Don’t Let TD Overwhelm You

I currently have some slight movements in my hands, face, and legs, and I’ve been taking some falls as a result of tardive dyskinesia (TD). Stress tends to magnify my symptoms, but the movements are more subtle than they were when my TD was diagnosed. My hand movements are kind of embarrassing, and it’s sometimes hard to get words out, or it feels like I’m stuttering, but other people are not always aware of it. I am not a very social person, and I would say that, because of the TD, I don’t get out a lot. It’s stressful meeting new people. My movements also interfere with my ability to work.
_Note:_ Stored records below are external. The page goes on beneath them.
PR #132, opened 2024-06-26
Extend bank xmod && edit range

NYBACHOK:
Remove TODO's in bank xmod && edit range to accept generic

### DIFF
--- a/x/bank/src/keeper.rs
+++ b/x/bank/src/keeper.rs
@@ -1,3 +1,4 @@
+use crate::types::iter::balances::BalanceIterator;
 use crate::types::query::{
     QueryAllBalancesRequest, QueryAllBalancesResponse, QueryBalanceRequest, QueryBalanceResponse,
     QueryDenomsMetadataResponse,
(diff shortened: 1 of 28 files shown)


x/bank/src/keeper.rs
```diff
@@ -20,19 +21,31 @@ use gears::types::base::send::SendCoins;
...
 use std::{collections::HashMap, str::FromStr};
 
 const SUPPLY_KEY: [u8; 1] = [0];
 const ADDRESS_BALANCES_STORE_PREFIX: [u8; 1] = [2];
 const DENOM_METADATA_PREFIX: [u8; 1] = [1];
 
+pub(crate) fn account_key(addr: &AccAddress) -> Vec<u8> {
+    [
+        ADDRESS_BALANCES_STORE_PREFIX.as_slice(),
+        &[addr.len()],
```
dmvict, line 43: I saw the code where this length is converted to a byte array. Please, check creation of the key.

NYBACHOK: Maybe @joneskm knows location? I'm following cosmos way due to possible difference in hash

x/bank/src/keeper.rs
```diff
@@ -80,40 +93,122 @@ impl<SK: StoreKey, PSK: ParamsSubspaceKey, AK: AuthKeeper<SK, M>, M: Module> Ban
...
+        deposit: &SendCoins,
+    ) -> Result<(), AppError> {
+        let module_acc_addr = module.get_address();
+
+        let account = self
+            .auth_keeper
+            .get_account(ctx, &module_acc_addr)?
+            .unwrap(); // TODO:
+
+        match account.has_permissions("burner") {
```
joneskm, line 109: We should try to move away from using Strings for permissions.

x/bank/src/keeper.rs
```diff
@@ -485,7 +585,28 @@ impl<SK: StoreKey, PSK: ParamsSubspaceKey, AK: AuthKeeper<SK, M>, M: Module>
...
+    ) -> Result<Option<Coin>, GasStoreErrors> {
+        let store = ctx.kv_store(&self.store_key);
+        let supply_store = store.prefix_store(SUPPLY_KEY);
+
+        let amount_bytes = supply_store.get(denom.as_ref().as_bytes())?;
+
+        match amount_bytes {
+            Some(bytes) => Ok(Some(Coin {
+                denom: denom.clone(),
+                amount: Uint256::from_str(&String::from_utf8_lossy(&bytes))
```
joneskm, line 604: Might be better to not use the lossy conversion here. If it's not valid utf8 the there's a bug or corruption.

x/bank/src/keeper.rs
NYBACHOK: True, but I don't want to resolve this it in this PR

x/bank/src/keeper.rs
NYBACHOK: Keypoint here is not for long, which gives slightly better code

I am currently on disability.

When I first began noticing the movements, in the late 1970s, there were a lot of things going on in my life at the time, and I didn’t associate the movements with my medication. I felt like I was moving like a robot, and there was a lot of jerking, mainly in my upper body. My movements were so much worse than they are today. For instance, I’d make a cup of coffee, sit down and then just knock it off the table. It was very distressing. My facial and tongue movements were bad. I used to sit on my hands to help with the shaking of my arms.

I remember my family coming to see me and they were really upset and alarmed at the way I was moving and with the speech impairment. They assumed that it was related to a medication I was taking because I’d recently been hospitalized. My family advised me to quit taking the medication, that it was too strong, and that I needed to go talk to the doctor. So, the very next time I saw my doctor, I talked to him about my symptoms.

My doctor at that time confirmed that the movements were a side effect of the medication and that he could give me something to treat it. He did mention tardive dyskinesia but didn’t go into a real explanation of what it is. Nothing helped me much, and I even stopped taking the medication that caused my TD, but then it got to a point that, even though I was miserable on the medication, I was more miserable off it.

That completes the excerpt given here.